PR #444, opened 2019-08-14
Added ability to gather mocked data from remote clusters

Danil-Grigorev:
Resolves secret references from migclusters, and collects `namespaces` and `storage classes` for those clusters.


jwmatthews:
I'll test this out on Friday, quick look all looks good, I'd like some time to try this out in my environment and then will ack/merge it in.

scripts/gather-mocked-data.js
```diff
@@ -98,24 +104,47 @@ function writeData(data) {
...
+      .catch(err => {
+        console.error(err);
         process.exit(1);
       });
   });
+
   //  Reducing to a single promise that has collected all of the results.
   //  Transform from array to a dict that matches the layout of how we want to store the data
-  return all.reduce((promiseChain, currentTask) => {
+  return namespaced.reduce((promiseChain, currentTask) => {
```
eriknelson: This ugly nesting should be cleaned up with async/await, but I think it's fine to merge this as is and file an issue to improve stuff.

PR #448, opened 2019-08-14
Adds support for non-AWS S3 providers

### LINKED ISSUE #422: Support usage of NooBaa and Minio as well as AWS S3
Need to verify we are capturing correct fields to work with generic S3 providers.

eriknelson:
Closes #422

### DIFF
--- a/src/app/storage/components/AddEditStorageModal/AddEditStorageForm.tsx
+++ b/src/app/storage/components/AddEditStorageModal/AddEditStorageForm.tsx
@@ -8,6 +8,7 @@ import KeyDisplayIcon from '../../../common/components/KeyDisplayIcon';
 import HideWrapper from '../../../common/components/HideWrapper';
 import utils from '../../../common/duck/utils';
 import storageUtils from '../../duck/utils';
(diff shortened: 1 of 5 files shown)


src/app/storage/components/AddEditStorageModal/AddEditStorageForm.tsx
```diff
@@ -96,6 +98,20 @@ const InnerAddEditStorageForm = ({ values, touched, errors, ...props }) => {
           <FormErrorDiv id="feedback-bucket-name">{errors.bucketName}</FormErrorDiv>
         )}
       </FormGroup>
+      <FormGroup label="S3 URL" fieldId={s3UrlKey}>
```
dymurray: Actually, thoughts on changing this to `S3 Endpoint`? Seems to be the common language I see across services using the S3 API.

eriknelson: No problem

eriknelson: Updated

━━━━━━━━

ABOUT THIS EXERCISE: Retype the material in full, character for character.

RESULT FOR THIS EXERCISE:
PR #444, opened 2019-08-14
Added ability to gather mocked data from remote clusters

Danil-Grigorev:
Resolves secret references from migclusters, and collects `namespaces` and `storage classes` for those clusters.


jwmatthews:
I'll test this out on Friday, quick look all looks good, I'd like some time to try this out in my environment and then will ack/merge it in.

scripts/gather-mocked-data.js
```diff
@@ -98,24 +104,47 @@ function writeData(data) {
...
+      .catch(err => {
+        console.error(err);
         process.exit(1);
       });
   });
+
   //  Reducing to a single promise that has collected all of the results.
   //  Transform from array to a dict that matches the layout of how we want to store the data
-  return all.reduce((promiseChain, currentTask) => {
+  return namespaced.reduce((promiseChain, currentTask) => {
```
eriknelson: This ugly nesting should be cleaned up with async/await, but I think it's fine to merge this as is and file an issue to improve stuff.

PR #448, opened 2019-08-14
Adds support for non-AWS S3 providers

### LINKED ISSUE #422: Support usage of NooBaa and Minio as well as AWS S3
Need to verify we are capturing correct fields to work with generic S3 providers.

eriknelson:
Closes #422

### DIFF
--- a/src/app/storage/components/AddEditStorageModal/AddEditStorageForm.tsx
+++ b/src/app/storage/components/AddEditStorageModal/AddEditStorageForm.tsx
@@ -8,6 +8,7 @@ import KeyDisplayIcon from '../../../common/components/KeyDisplayIcon';
 import HideWrapper from '../../../common/components/HideWrapper';
 import utils from '../../../common/duck/utils';
 import storageUtils from '../../duck/utils';
(diff shortened: 1 of 5 files shown)


src/app/storage/components/AddEditStorageModal/AddEditStorageForm.tsx
```diff
@@ -96,6 +98,20 @@ const InnerAddEditStorageForm = ({ values, touched, errors, ...props }) => {
           <FormErrorDiv id="feedback-bucket-name">{errors.bucketName}</FormErrorDiv>
         )}
       </FormGroup>
+      <FormGroup label="S3 URL" fieldId={s3UrlKey}>
```
dymurray: Actually, thoughts on changing this to `S3 Endpoint`? Seems to be the common language I see across services using the S3 API.

eriknelson: No problem

eriknelson: Updated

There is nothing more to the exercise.